▶ _MATERIAL FOR THE TASK_

PR #282, opened 2022-10-24
[TA] (417) A user can view information about a property

bryangaledxw:
# Changes in this PR

* Adds a page for viewing property details
* When creating a property, the user is now redirected to that property's details page

## Screenshots of UI changes

localhost_3000_temporary-accommodation_properties_3d9f4ad2-97f8-464d-ab79-e197e0f9e0aa

### DIFF
--- a/server/services/premisesService.test.ts
+++ b/server/services/premisesService.test.ts
@@ -222,7 +222,7 @@ describe('PremisesService', () => {
     })
   })
 
-  describe('getPremisesDetails', () => {
+  describe('getApprovedPremisesPremisesDetails', () => {
     it('returns a title and a summary list for a given Premises ID', async () => {
       const premises = premisesFactory.build({
         name: 'Test',
@@ -233,7 +233,7 @@ describe('PremisesService', () => {
       })
       premisesClient.find.mockResolvedValue(premises)
 
-      const result = await service.getPremisesDetails(token, premises.id)
+      const result = await service.getApprovedPremisesPremisesDetails(token, premises.id)
 
       expect(result).toEqual({
         name: 'Test',
--- a/server/services/premisesService.test.ts
+++ b/server/services/premisesService.test.ts
@@ -1,15 +1,18 @@
 import PremisesService from './premisesService'
 import PremisesClient from '../data/premisesClient'
 import premisesFactory from '../testutils/factories/premises'
+import localAuthorityFactory from '../testutils/factories/localAuthority'
 import dateCapacityFactory from '../testutils/factories/dateCapacity'
 import staffMemberFactory from '../testutils/factories/staffMember'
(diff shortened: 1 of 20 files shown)


server/utils/viewUtils.ts
```diff
@@ -0,0 +1,7 @@
+import * as nunjucks from 'nunjucks'
+
+export const escape = (text: string): string => {
```
richpjames, line 3: Is this different from using the [safe flag](https://mozilla.github.io/nunjucks/templating.html#safe)?

server/services/premisesService.test.ts
```diff
@@ -266,6 +269,73 @@ describe('PremisesService', () => {
...
+              value: { html: 'Some notes' },
+            },
+          ],
+        },
+      })
+
+      expect(premisesClient.find).toHaveBeenCalledWith(premises.id)
+
+      expect(premisesClientFactory).toHaveBeenCalledWith(token)
+      expect(premisesClient.find).toHaveBeenCalledWith(premises.id)
```
richpjames, line 331: this is a dupe of line 328

server/services/premisesService.ts
```diff
@@ -131,6 +143,41 @@ export default class PremisesService {
...
+  private async temporaryAccommodationSummaryListForPremises(premises: Premises): Promise<SummaryList> {
+    return {
+      rows: [
+        {
+          key: this.textValue('Property name'),
+          value: this.textValue(premises.name),
+        },
+        {
+          key: this.textValue('Address'),
+          value: this.htmlValue(`${escape(premises.address)}<br />${escape(premises.postcode)}`),
```
richpjames, line 155: I may be missing something here but couldn't we do `value.html: this.htmlValue(...` and avoid having to add the `escape` function? https://design-system.service.gov.uk/components/summary-list/#options-summary-list-example--rows

richpjames (approved):
Looks good, I've left a couple of comments

server/utils/viewUtils.ts
bryangaledxw: Yep, this is kind of the mirror of the safe flag. Before we can flag something as safe, we need to actually make it safe

My mental model is that in cases where you pass html into GDS Nunjucks components, that HTML is rendered with the safe flag, so that it doesn't get escaped, so we need to make sure we *do* escape anything we don't want rendered as raw HTML

server/services/premisesService.ts
bryangaledxw: We want the `<br />` interpreted as HTML, but we don't want anything inside `address` or `postcode` interpretted as HTTML, hence we need to escape the latter but not the former

server/utils/viewUtils.ts
richpjames: Thanks - that makes sense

▶ _THE PROBLEM_
Scan the material above. Return every line containing the string "const".

▶ _WRITTEN RESPONSE_
       const premises = premisesFactory.build({
-      const result = await service.getPremisesDetails(token, premises.id)
+      const result = await service.getApprovedPremisesPremisesDetails(token, premises.id)
+export const escape = (text: string): string => {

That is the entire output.